Diisi dengan Kode dan Nomor Seri Faktur Pajak Standar yang formatnya sebagaimana ditetapkan dalam Lampiran III Peraturan Direktur Jenderal Pajak ini.

 

2.

Pengusaha Kena Pajak.

Diisi dengan nama, alamat, Nomor Pokok Wajib Pajak dan tanggal pengukuhan Pengusaha Kena Pajak dari Pengusaha Kena Pajak yang menyerahkan Barang Kena Pajak dan/atau Jasa Kena Pajak yang menerbitkan Faktur Pajak Standar, sesuai dengan keterangan dalam Surat Pengukuhan Pengusaha Kena Pajak, kecuali alamat diisi dengan alamat tempat domisili/tempat kegiatan usaha terakhir Pengusaha Kena Pajak.

 

3.

Pembeli Barang Kena Pajak dan/atau Penerima Jasa Kena Pajak.

Diisi sesuai dengan nama, alamat dan Nomor Pokok Wajib Pajak pembeli Barang Kena Pajak dan/atau penerimaan Jasa Kena Pajak. Dalam hal Pembeli Barang Kena Pajak dan/ atau Penerima Jasa Kena Pajak adalah Pengusaha Kena Pajak, maka Nomor Pengukuhan Pengusaha Kena Pajak harus diisi.

 

4.

Pengisian tentang Barang Kena Pajak/Jasa Kena Pajak yang diserahkan :

 

a.

Nomor Urut

Diisi dengan nomor urut dari Barang Kena Pajak atau Jasa Kena Pajak yang diserahkan.

 

b.

Nama Barang Kena Pajak/Jasa Kena Pajak.

Diisi dengan nama Barang Kena Pajak dan/atau Jasa Kena Pajak yang diserahkan.

 

 

-

Dalam hal diterima Uang Muka atau Termin atau Cicilan, kolom Nama Barang Kena Pajak atau Jasa Kena Pajak diisi dengan keterangan, misalnya Uang Muka, atau Termin, atau Angsuran, atas pembelian BKP dan/atau perolehan JKP.

 

 

-

Dalam hal diperlukan, Pengusaha Kena Pajak dapat menambahkan keterangan jumlah unit dan harga per unit dari BKP yang diserahkan.

 

 

c.

Harga Jual/Penggantian/uang Muka/Termin.

Diisi dengan Harga Jual atau Pengantian atas Barang Kena Pajak atau Jasa Kena Pajak yang diserahkan sebelum dikurangi Uang Muka atau Termin.

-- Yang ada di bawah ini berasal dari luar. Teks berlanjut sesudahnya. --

PR #2186, opened 2026-09-01
Report applied IPS patches from cart<slot> query

pvmm:
Currently the no-argument form of the cartridge commands (`cart`, `carta`, `cartb`, `cartc`, ...) reports only the inserted cartridge name:

```
carta
carta: /path/to/rom.rom
```
When a ROM cartridge has IPS patches applied (e.g. `carta <rom> -ips patch1.ips` `-ips patch2.ips`), there is no way to see that from the emulator state — the applied patches only live in the internal auto-generated config.

This PR makes the plain query also report the list of applied IPS patch files, so the full media state is verifiable:
```
> carta
carta: /path/to/rom.rom {patch.ips}
```
For a ROM cartridge with no patches an empty list is reported:
```
> carta
carta: /path/to/rom.rom {}
```

For compatibility, the `empty` response was maintained when no cart is found, like in:
```
carta: {} empty
```
This request completes the tool set of MCP servers that need to expose an IPS patch interface to AI agents to both apply patches (`carta <rom> -ips <file>`) and query the current patch state of a cartridge so the agent can inspect what was applied, round-trip the state across sessions, or clean up the list of applied patches.

### DIFF
--- a/src/CartridgeSlotManager.cc
+++ b/src/CartridgeSlotManager.cc
@@ -19,6 +19,8 @@
 #include <array>
 #include <cassert>
 #include <memory>
+#include <string>
+#include <vector>
 
 namespace openmsx {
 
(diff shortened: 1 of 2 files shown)


MBilderbeek:
You're right that `carta` won't give you that info. But `machine_info media carta` will:
image

m9710797:
The `cart<x>` command has a long history (it's one of the older commands). Today we would design it in a different way.

E.g. now when we want to return multiple results we return a `dict` (key-value pairs). That way we can later add more info without breaking backwards compatibility.

Because your current patch actually does break backwards compatibility. E.g. I know there are external programs(*1) that query `carta`, then strip of the first 7 characters and interpret the rest of the string as the filename (with escaping rules like `{}` and `\`).

(*1) Some that I wrote +10 years ago. But if I did it like that, then other people (maybe less familiar with Tcl list syntax) may have done the same.

Backwards compatibility is important, but it's not easy. I'm afraid we can't just change the format of the `carta` result. I haven't really thought about this yet, but the first idea that comes to mind is:
* Keep `carta` (without parameters) unchanged, for backwards compatibility.
* But add a new sub-command, maybe `carta info`, that then does return a `dict`.

HOWEVER isn't this the same as the `machine_info media` stuff @MBilderbeek mentioned above, which is already available. And that one is also more general: it offers a uniform interface for all media slots. And it offers a way to query which media slots are available etc.

---

With the above info. Should we close this PR? Is the `machine_info media` stuff sufficient for you?

pvmm:
Closing this because since `machine_info media` is enough. Updating the mcp-openmsx tools to consider it.

PR #2189, opened 2026-09-04
CI: fix and split the 3rdparty cache

andete:
The key hashed only packages.py, not 3rdparty.mk, creating builds using stale 3rd party files.

### DIFF
--- a/.github/actions/build/action.yml
+++ b/.github/actions/build/action.yml
@@ -49,7 +49,7 @@ runs:
         path: |
           derived/3rdparty
           derived/*/3rdparty
-        key: ${{ github.ref }}-${{ inputs.os }}-${{ inputs.cpu }}-${{ inputs.flavour }}-${{ hashFiles('build/packages.py') }}
+        key: ${{ github.ref }}-${{ inputs.os }}-${{ inputs.cpu }}-${{ inputs.flavour }}-${{ hashFiles('build/packages.py', 'build/3rdparty.mk') }}
     - name: Download 3rd party packages for Windows VC build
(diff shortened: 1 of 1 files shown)


andete:
CI build logs show it works. Some cases will only trigger for real when we actually make changes of course.

MBilderbeek:
Looks like a good step forwards. Wouldn't it make sense to actually only include the patch files explicitly in the filter, like `build/3rdparty/*.diff`?

andete:
> Looks like a good step forwards. Wouldn't it make sense to actually only include the patch files explicitly in the filter, like `build/3rdparty/*.diff`?

I did not actually change that part of the filter. Currently it'll also trigger if e.g. visual studio build files have changed, I think?

MBilderbeek:
> > Looks like a good step forwards. Wouldn't it make sense to actually only include the patch files explicitly in the filter, like `build/3rdparty/*.diff`?
> 
> I did not actually change that part of the filter. Currently it'll also trigger if e.g. visual studio build files have changed, I think? 

Well, wasn't it first only hashing on build/packages.py? And the commit message says to also hash on changed patches (which sounds like a very good idea). So that seems not to match the new hashfiles argument. 
But yeah, I guess changed build instructions is also a good reason to rebuild. Shouldn't then the other build files also be included?

andete:
Hey @MBilderbeek, I'm happy with the way it works now, are you okay with me merging it in?

MBilderbeek:
okay, and as always I appreciate a clean commit history before you merge.

PR #317, opened 2023-02-03
Remove redundant condition on return of Algorithm pointer

Senui:


TobiasDuswald:
Thanks @Senui for fixing that! :)

Issue #311, opened 2023-01-26
Paraview export for substances and cells don't match


nicogno:
**Describe the bug**
After running a simulation where cells secrete substances, the Paraview export shows a misalignment between the voxels where the concentration peaks and the cells. 

**To Reproduce**
Run a simulation where cells are located in the middle of the simulation space and secrete a substance, possibly choose large voxels (i.e. low resolution) and diffusion constant = 0. Export both the cells and the substance concentration and visualise with Paraview.

**Expected behavior**
Cells and voxels with highest substance concentration should match.

**Screenshots**
![Screenshot 2023-01-26 at 18 17 29](https://user-images.githubusercontent.com/3417769/214908770-e29fe521-ccd8-49c5-9e6e-209efe91d1cf.png)
![Screenshot 2023-01-26 at 18 17 50](https://user-images.githubusercontent.com/3417769/214908805-e7bfb348-4122-4b62-945b-1a41e781e2b2.png)

**Setup (please complete the following information):**
 - OS: macOS Monterey 12.6
 - BioDynaMo version: v1.05.87-427ce367

**Additional context**
Changing lines 122, 123, 124 of vtk_diffusion_grid.cc to 

```
real_t origin_x = grid_dimensions[0] + box_length/2.;
real_t origin_y = grid_dimensions[2] + box_length/2.;
real_t origin_z = grid_dimensions[4] + box_length/2.;
```
should be a good starting point.

TobiasDuswald:
@nicogno Do you still have the reproducer for this example? Can you try this on the branch `discretization-fix`?

nicogno:
@TobiasDuswald I've run the reproducer with the discretization-fix branch and it works just fine! See the attached pictures.
On a side note, I was able to build the branch with real_t=double only, but it failed with real_t=float
<img width="586" alt="Screenshot 2023-02-23 at 16 16 27" src="https://user-images.githubusercontent.com/3417769/220949995-b29ae423-e829-471d-8bcf-4bec9f4db271.png">
<img width="569" alt="Screenshot 2023-02-23 at 16 16 07" src="https://user-images.githubusercontent.com/3417769/220950002-13910b4e-09e0-4890-bc8b-9a4725016e58.png">
<img width="630" alt="Screenshot 2023-02-23 at 16 16 02" src="https://user-images.githubusercontent.com/3417769/220950008-86ce07cb-241f-4bb2-a071-111f288d81b1.png">

nicogno:
[...]

PR #321, opened 2023-02-23
Fix discretization offsets in DG

TobiasDuswald:
This PR targets issue #311. In this PR, we shift the ParaView export by half a box length. Effectively, this means we change the discretization points from the top left, to the center of the boxes. See below form `x -> o`. We additionally change the initializers for the `DiffusionGrid` because these need to be evaluated at the new discretization points. Two tests needed to be modified in this process as well. 

```
x-----------x-----------x------------
|           |           |           |
|     o     |     o     |     o     |
|           |           |           |
-------------------------------------
x-----------x-----------x------------
|           |           |           |
|     o     |     o     |     o     |
|           |           |           |
-------------------------------------
x-----------x-----------x------------
|           |           |           |
|     o     |     o     |     o     |
|           |           |           |
-------------------------------------
```


nicogno (approved):
Works on my system and fixes offset issues observed in a past example simulation

PR #323, opened 2023-03-13
Remove name attribute from Chemotaxis and Secretion classes

LukasBreitwieser:
Reduce memory footprint, by removing these unused attributes.
The name can be obtained from the diffusion grid.


TobiasDuswald (approved):
Good point, thanks @LukasBreitwieser !

PR #324, opened 2023-03-14
Improve error message of DG::ParameterCheck

TobiasDuswald:


nicogno (approved):
Works on my system. Provides the users with an upper limit for the simulation time step.

PR #325, opened 2023-03-15
Add flag to turn off gradient computation for DG

TobiasDuswald:
If we have multiple DG but only need the gradient information for one of them, we're doing a lot of unnecessary computation. This PR adds a flag to turn off the gradient computation such that this can be avoided.


nicogno (approved):
Works on my system. Avoids unnecessary gradient computations for the diffusion grids where this is not needed.

PR #330, opened 2023-04-19
Singularity fix

nicogno:
On most HPC users don't have root privileges and thus must build their containers with the `--fakeroot` option. When building with fakeroot, the user has root privileges inside the container (at build time only) and thus the home directory is set to /root. Once the user runs the container, he/she is no longer root and thus can't access the /root folder, preventing the initialisation of pyenv (since /root can't be accessed by non-root users). To avoid this, one simple option would be to run the container with the `--fakeroot` option as well, but this would convert the SIF file to a temporary sandbox at every run,  making it slow. As an alternative, pyenv can be installed in another directory where every user (with or without root privileges) has read access, such as /opt. However, the Singularity file system is read-only, and although the /opt directory can be accessed by every user, running the commands `eval "$(pyenv init --path)"` and  `eval "$(pyenv init -)"` would trigger `eval "$(pyenv rehash)"` that might try to write in /opt/.pyenv/shims, resulting in errors when the BioDynaMo environment is sourced (via `source biodynamo/build/bin/thisbdm.sh`). To avoid this, the option `--no-rehash` can be specified in the two commands previously mentioned, keeping in mind that the Singularity environment can't be changed definitively when running the container, and therefore the rehash of pyenv should not be needed. Installing pyenv in /opt/.pyenv and adding the `--no-rehash` option should be enough to prevent the failure of the sourcing of the BioDynaMo environment. Finally, to make sure no host machine environment variable will conflict with the container ones, we tell the users  to run the container with the option `--cleanenv`.
The Singularity build script was also updated to move to a newer Ubuntu version (18.04 -> 20.04).


TobiasDuswald:
Thanks @nicogno! What you say makes sense to me and sounds like a severe limitation right now. Probably, this was also the issue when tried it at the Mare Nostrum in Barcelona, don't you think so?

I haven't had a chance yet to use Singularity so I'm far from an expert here, but do you think it makes sense to add the two options `--no-rehash / --cleanenv` to the singularity CI (`.github/workflows/singularity-integration.yml`)? Maybe also remove the privileged option from the `yml` file (`options: "--privileged --workdir /data"`, this might be the same problem with no privileged access, isn't it?)

And not sure if it's possible to run something like a demo inside, but if we touch that part of the CI right now, do you know if we could trigger a demo or the unit tests inside the container after building it?

nicogno:
Thanks for the prompt reply @TobiasDuswald ! :) 
Yes, I think so, the PR should solve the issue we encountered in Barcelona.

Definitely it's a good idea to edit the Singularity CI so that it also includes the commands we recommend the users to run. The` --no-rehash` is a pyenv option, so I've already put it in the thisbdm.sh file so that it's triggered when a Singularity container is running. As for the `--cleanenv` option, that's something that should be tested and this goes with your other suggestion regarding the demo. In fact, the best way to test the whole thing would be to build the container with Singularity (and this is already done in the CI), then run the container with the `--cleanenv` option (`singularity run --cleanenv TheContainerWithTheBDMImage.sif`), source BioDynaMo within the container and finally run a demo.

nicogno:
- Updated the CI to include:
  -  the `--fakeroot` option when building the container (to mimic user conditions)
  -  the `--cleanenv` option when running the container 
  -  sourcing of the BDM environment
  -  testing of the tumour_concept demo
- Enabled Paraview in BDM installation within the container

nicogno:
Temporarily disabled the `--fakeroot` option to test sourcing and the demo in the container.
If tests are successful, `--fakeroot` will be enabled again and `--privileged` (in the yml file) disabled

UmarAbubacar (commented):
Fantastic work @nicogno, The changes allow for the seamless building and running of the Singularity image. Everything works as it should now when having tested it on my system.

nicogno:
ParaView is now working correctly in the container, thanks @TobiasDuswald for the hints!

TobiasDuswald (approved):
Looks good to me! Thanks a lot @nicogno !

nicogno:
`--fakeroot` option tested and working

TobiasDuswald:
@Senui can you take a look at the modifications to in `thisbdm.sh` / `thisbdm.fish` and if that goes along the lines that you mentioned in the meeting today?

Senui:
> @Senui can you take a look at the modifications to in `thisbdm.sh` / `thisbdm.fish` and if that goes along the lines that you mentioned in the meeting today?

Indeed, disabling rehashing was the solution for me as well. I updated the shell scripts to do this a bit cleaner, but the logic is the same.

TobiasDuswald:
Is it ready for the master or do you still want to change things? @nicogno

nicogno:
> Is it ready for the master or do you still want to change things? @nicogno

Ready to go from my side

PR #339, opened 2023-07-17
Remove `RungeKuttaGrid`

TobiasDuswald:
As discussed in previous meetings, the RK implementation is not tested properly and not maintained. To avoid unexpected results for users, we remove it here.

Dalam hal diterima Uang Muka atau Termin, maka yang menjadi dasar penghitungan Pajak Pertambahan Nilai adalah jumlah Uang Muka atau Termijn yang bersangkutan.

Dalam hal pembayaran Harga Jual/Penggantian/Uang Muka/Termin dilakukan dengan menggunakan mata uang asing, maka hanya baris “Dasar Pengenaan Pajak” dan baris “PPN = 10% X Dasar Pengenaan Pajak” yang harus dikonversikan ke dalam mata uang rupiah menggunakan kurs yang berlaku menurut Surat Keputusan Menteri Keuangan pada saat pembuatan Faktur Pajak Standar.

Dalam hal keterangan Nama Barang Kena Pajak/Jasa Kena Pajak yang diserahkan tidak dapat ditampung dalam satu Faktur Pajak Standar, maka Perusahaan Kena Pajak dapat :

 

 

-

Membuat lebih dari 1 (satu) formulir Faktur Pajak Standar yang masing-masing formulir harus menggunakan Kode, Nomor Seri, dan tanggal Faktur Pajak Standar yang sama, serta ditandatangani dan diberi keterangan nomor halaman pada setiap lembarnya, dan khusus untuk pengisian jumlah, Potongan Harga, Uang Muka yang telah diterima, Dasar Pengenaan Pajak, dan Pajak Pertambahan Nilai cukup diisi pada formulir terakhir Faktur Pajak Standar; atau

 

 

-

Membuat 1 (satu) Faktur Pajak Standar yang menunjuk nomor dan tanggal Faktur-faktur Penjualan yang merupakan lampiran yang tidak terpisahkan dari Faktur Pajak Standar tersebut, dalam hal Faktur Penjualan dibuat berbeda dengan Faktur Pajak.

 

5.

Jumlah Harga Jual/Penggantian/Uang Muka/Termin.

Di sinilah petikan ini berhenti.